Published online by Cambridge University Press:  06 August 2021

Miles Larmer
Affiliation:
University of Oxford

Summary

Chapter 4 explores social and political organisation in the late colonial Copperbelt in the run-up to political independence in the early 1960s. It explains why social unrest was diagnosed in contrasting ways by states, companies and researchers in the Congo and Northern Rhodesia. While Belgium encouraged social stabilisation of urban family life, while denying meaningful ‘modern’ political reform, British policy-makers encouraged ‘responsible’ unionisation.

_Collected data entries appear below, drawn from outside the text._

PR #1593, opened 2026-08-26
fix(p2p): replace stale cached send paths on inbound reconnect

jackzampolin:
## Summary
- prefer each newly authenticated inbound Iroh connection as the bidirectional send path for its peer and ALPN
- replace stale cached QUIC handles after a peer restarts before transport liveness expires
- cover the cache replacement with a focused Iroh regression test

## Why
A restarted mobile peer can reconnect with the same endpoint identity and ticket while the remote still considers the old QUIC path connected. The remote accepts the new inbound connection, but outbound PushLog requests continue using the stale cached handle and time out. Since QUIC streams are bidirectional, the authenticated inbound connection is the freshest valid send path.

## Test
`cargo test -p p2p --features iroh-transport authenticated_inbound_connection_replaces_cached_send_path -- --nocapture`

### DIFF
--- a/crates/db/src/merge/mod.rs
+++ b/crates/db/src/merge/mod.rs
@@ -41,8 +41,8 @@ pub use peer_identity::{
 };
 #[cfg(not(target_arch = "wasm32"))]
 pub use push_docs::{
-    push_existing_docs, push_existing_docs_with_config, retry_collection_commit, retry_doc,
-    PushExistingDocsSeOptions,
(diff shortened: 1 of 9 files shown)


jackzampolin:
Closing after end-to-end falsification. The focused cache unit passed, but the same-environment native cold run still produced repeated 30s PushLog timeouts and the warm run still stalled, so this behavior change is not independently justified as the fix. The branch and traces remain available; any transport follow-up should start from an isolated two-node reproduction with before/after evidence.

PR #1613, opened 2026-08-27
fix(query): duplicate relation selections and grouped _docID leak

### LINKED ISSUE #1597: Duplicate relation selection returns null, and `_docID` leaks into grouped output
## What

Selecting the same relation twice produces two joins where one result comes back `nil`, and a relation filter forces `_docID` into the child mapping without stripping it before render, so it appears in output that never asked for it. This is a divergence found out of ffi-testing, affecting 3 tests in `query/one_to_many`. Suspected locations are the selection-join and group-rendering paths, but these were **inferred from the queries and failure output, not traced** — confirm before editing.

edjroz:
Closes #1597. Stack 3/5, base `edjroz/1594-relation-order-panic`.

## What

Selecting the same relation twice returns `null` for one occurrence: the parser assigned each duplicate its own mapping index, joins wrote to the first, the renderer read the last. A relation filter also forced `_docID` and filter fields into grouped child output that never requested them.

The leak came from `filter_only.rs` not descending into `GROUP` when checking "already joined?", so a second filter-only join clobbered the real selection join's mapping.

## What changed

- Duplicate selections now merge at parse time on the **parsed structure** (`Requestable` equality) in all three arms — field, fragment spread, inline fragment — matching the layer where Go dedups.
- This closes four routes to the same null: plain duplicates, `...F` spreads, inline fragments, and spec-identical selections with reordered arguments; a skipped duplicate consumes no mapping index.
- Filter-only joins consume the same collected selection set as selection joins (passed in from `apply_joins`), so `GROUP`-nested relations are recognized; the relation filter still applies via `parent_relation_filter_for_child`.
- Added `relation_rendering_1597.rs` (6 tests): the three mirrored Go tests plus the fragment/reordered-args repros.

## Verification

- All repros red-first (`"author": null`, leaked `"_docID"`), green after; the explain test asserts the duplicated request plans byte-identically to the single-selection request.
- Discriminating probe for the clobber: filtering on `age` while selecting `name` rendered `{"_docID": …, "age": 65}` — the filter join's mapping.
- `cargo test -p query`, clippy, query + basic integration areas all pass.
- Out of scope, to be filed separately: Go's `groupNode`/`pipeNode` explain nesting (reproduces with a single selection too) and two remaining leak variants needing a merge-don't-clobber fix in `filter_relation.rs`.

### DIFF
--- a/crates/query/src/mapper/filter/filter_impl.rs
+++ b/crates/query/src/mapper/filter/filter_impl.rs
@@ -13,7 +13,7 @@ use crate::limits::DEFAULT_MAX_FILTER_DEPTH;
 ///
 /// Conditions map field names to their filter values.
 /// Supports nested conditions for related objects.
-#[derive(Debug, Clone)]
+#[derive(Debug, Clone, PartialEq)]
 pub struct Filter {
     /// Parsed filter conditions
     conditions: Map<String, JsonValue>,
--- a/tools/integration-test/tests/query/relation_rendering_1597.rs
+++ b/tools/integration-test/tests/query/relation_rendering_1597.rs
@@ -155,6 +155,65 @@ async fn duplicate_relation_selection_plans_one_join_test(cluster: TestCluster) 
     );
 }
 
+/// Mirrors Go `TestQueryOneToManyWithGroupByAndFilterOnParentRelation`: the `_docID`
+/// the relation filter needs internally must not leak into the rendered GROUP items.
+async fn group_by_with_parent_relation_filter_test(cluster: TestCluster) {
+    let node = cluster.client(0);
+    add_schema(&node);
+
+    let john = add_author(&node, "John Grisham", 65, true);
+    let voltaire = add_author(&node, "Voltaire", 327, true);
+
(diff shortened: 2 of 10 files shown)


crates/query/src/mapper/filter/filter_impl.rs
vertexclique, line 21: PartialEq must be only covers over conditions not the other elements here.

tools/integration-test/tests/query/relation_rendering_1597.rs
```diff
@@ -0,0 +1,321 @@
...
+        duplicated,
+        serde_json::json!({
+            "explain": {
+                "operationNode": [
+                    {
+                        "selectTopNode": {
+                            "selectNode": {
+                                "typeIndexJoin": {
+                                    "typeJoinMany": {
+                                        "root": {"scanNode": {}},
```
vertexclique, line 81: @jsimnz Is this full scan? Do we have cardinality metric here normally on go side? or do we want that at some point?

vertexclique (approved):
Leaving ornamental comment and a question to John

The consequences of these different policies are explored with an examination of the African Mineworkers’ Union in Northern Rhodesia and the Indigenous Enterprise Councils in Haut-Katanga. The chapter also analyses ‘elite’ African political mobilisation and expression in both regions and how the frustration of their aspirations led them to engage in diverse forms of anti-colonial activism. It argues that, while the materialist politics of the Northern Rhodesian Copperbelt placed it at the centre of a cosmopolitan Zambian nationalism, Haut-Katanga’s strategic minerals and ethnicised politics led to a chaotic decolonisation marked by its secession from newly independent Congo and to the military conflict and ethnic violence of the Congo crisis.